WHAT TO PRODUCE: For every entry below, retype it exactly as it reads.

INPUT FOR THIS TASK:
PR #6367, opened 2024-09-19
[Tests] Fix accessing to the workflow_request when load_only=True

yaelgen:
Fix broken system tests by: https://github.com/mlrun/mlrun/pull/6333
When loading a project with `load_only=True`, the workflow_request is `None`. In such cases, we should avoid attempting to update the workflow_runner_node_selector.


liranbg (approved):

alonmr (commented):
This already happened to @quaark in https://github.com/mlrun/mlrun/pull/6226
Perhaps we need a different fix so that it does't happen again. Something like creating an empty spec.

quaark:
> This already happened to @quaark in #6226 Perhaps we need a different fix so that it does't happen again. Something like creating an empty spec.

@alonmr I think the fact we are using the workflow runner to load the project is both problematic and will also break with @yaelgen 's `load_and_run` changes now I think of it - @yaelgen we need to make your change switchable for the case where `workflow_request is None` to maintain the load and save.
The real solution is either to load the project from the api and not a run or have a general JobRunner that the WorkflowRunner will inherit from and keep the workflow_request only for the specific runner implementation that needs it.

REPLY:
PR #6367, opened 2024-09-19
[Tests] Fix accessing to the workflow_request when load_only=True

yaelgen:
Fix broken system tests by: https://github.com/mlrun/mlrun/pull/6333
When loading a project with `load_only=True`, the workflow_request is `None`. In such cases, we should avoid attempting to update the workflow_runner_node_selector.


liranbg (approved):

alonmr (commented):
This already happened to @quaark in https://github.com/mlrun/mlrun/pull/6226
Perhaps we need a different fix so that it does't happen again. Something like creating an empty spec.

quaark:
> This already happened to @quaark in #6226 Perhaps we need a different fix so that it does't happen again. Something like creating an empty spec.

@alonmr I think the fact we are using the workflow runner to load the project is both problematic and will also break with @yaelgen 's `load_and_run` changes now I think of it - @yaelgen we need to make your change switchable for the case where `workflow_request is None` to maintain the load and save.
The real solution is either to load the project from the api and not a run or have a general JobRunner that the WorkflowRunner will inherit from and keep the workflow_request only for the specific runner implementation that needs it.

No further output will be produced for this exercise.